Would you print the whole listing again, exactly?

------

PR #2662, opened 2024-10-04
feat(frontend): Load Bitcoin pending transactions

lmuntaner:
# Motivation

We want to disable sending bitcoin if the user has a pending transaction.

------

● **Answer area**
PR #2662, opened 2024-10-04
feat(frontend): Load Bitcoin pending transactions

lmuntaner:
# Motivation

We want to disable sending bitcoin if the user has a pending transaction.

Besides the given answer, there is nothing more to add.